Step One: Attempt to Get the Content Officially Removed
When you want embarrassing content out of a search engine, it helps to start at the source. Contact the web site where the content resides and simply ask them to remove it. Once it’s off the site it’ll fall out of the search results in due time. In the event the web site won’t comply or you just want to be doubly sure your content won’t show up, you can send a request to the search engine to have it removed. Most search engines offer this service. Here are instructions for Google, and Google Images, Bing. Some smaller search engines, like Duck Duck Go, have a standard contact form for all issues. If the page with embarrassing content is actually one you made, however, Bing has a support document that shows you how to tell search engines to avoid indexing it. When it’s your pages that you don’t want showing up in search results, follow those instructions.
In extreme situations, you can submit a legal complaint to Google. Google tends to respond to these legal complaints with quick removal, not taking much effort to investigate. This can be good for you if you want something removed, but bad for the person whose page is being removed as the appeal process can take a long time. You don’t want to go this route unless someone is using your likeness without your consent, using your work without permission, defaming you, or potentially breaking the law in another way.
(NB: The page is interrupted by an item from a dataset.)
PR #459, opened 2022-02-20
Software serial half duplex parity

AwonSawsay:


per1234 (changes requested):
Introduces a significant breaking change to the API, regressions, and pointless formatting changes.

Step Two: Bury the Unwanted Content So Nobody Can Find It
When it comes to hiding something you don’t want others to see, “noise” can be your best friend. One embarrassing photo is very easy to see when you’re staring right at it, but when it’s beside tons of other photos it gets lost pretty quickly—especially if you have to scroll on and on just to figure out where it is. If you can’t get rid of something in a search engine, your best bet is to create more interesting and legitimate content to push it down and out of the way.
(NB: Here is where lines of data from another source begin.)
PR #1696, opened 2021-01-07
Fix to close connection on rollback only if it owns the connection

### LINKED ISSUE #1620: Externally managed database connections are disposed by ManagedConnection
I am trying to manage some of my connections to the database externally in order to be able to manage the transaction lifecycle.

Basically I do something like this to setup the transaction:
```csharp
var npgsqlConnection = new NpgsqlConnection(ConnectionSource.ConnectionString);
await npgsqlConnection.OpenAsync();
var npgsqlTransaction = await npgsqlConnection.BeginTransactionAsync();
var sessionOptions = SessionOptions.ForTransaction(npgsqlTransaction);
```

Then I use a DocumentSession to update the database.

1. The DocumentSession is disposed, calling ManagedConnection.Dispose
2. This Disposes the underlying Connection, regardless if it was supplied externally or not.

I would suggest, that the ManagedConnection should only dispose the underlying connection, when OwnsConnection is true, changing the Dispose of ManagedConnection to

```csharp
public void Dispose()
{
    if (_ownsConnection)
         _connection?.Dispose();
}
```

I could prepare a PR if you are interested

mysticmind:
Fix to close connection on rollback only if it owns the connection
fixes #1620

### DIFF
--- a/src/Marten.Testing/Services/ManagedConnectionTests.cs
+++ b/src/Marten.Testing/Services/ManagedConnectionTests.cs
@@ -1,4 +1,6 @@
 ﻿using System;
+using System.Data;
+using System.Threading;
 using System.Threading.Tasks;
 using Marten.Services;
 using Marten.Testing.Harness;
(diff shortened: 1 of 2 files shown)


mysticmind:
Quick note, we already fixed this in 4.x

oskardudycz (approved):
@babuannamalai Can we add test for that?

One of the easiest ways to make this happen is to create profiles and pages on popular social sites like Twitter, YouTube, Vimeo, Flickr, Google+, Blogger, and so on, so your content will be indexed and show up in search results. Just be sure to use your real name so that the videos, photos, messages, or whatever you post are associated with that name.
As we’ve previously discussed, registering your name as a domain name and putting up a name plate web site can help you reclaim what shows up in your search results. Just be sure to add links to your web site on other social sites to help increase its page rank.
How About You?
You’ll need to actually manage your online reputation once you have it set up so your content rises above the embarrassing stuff you can’t destroy. This doesn’t require much more than actually using the services you sign up for and posting only things you want others to see. If you have a problem posting responsibly, install Internet Shame Insurance to get a warning before you post content you’ll regret.
Personally, I like to keep my embarrassments alive and well on the internet but I have quite a few friends who have struggled with the problem of eliminating theirs. It can be a long process to cover up the stuff you don’t want others to see even if you do know what you’re doing. Have you gone through the trouble of keeping your online persona pristine and shame-free? If you have any additional tips or stories to share, you know where to post them! (If you don’t, actually, that place would be the comments.)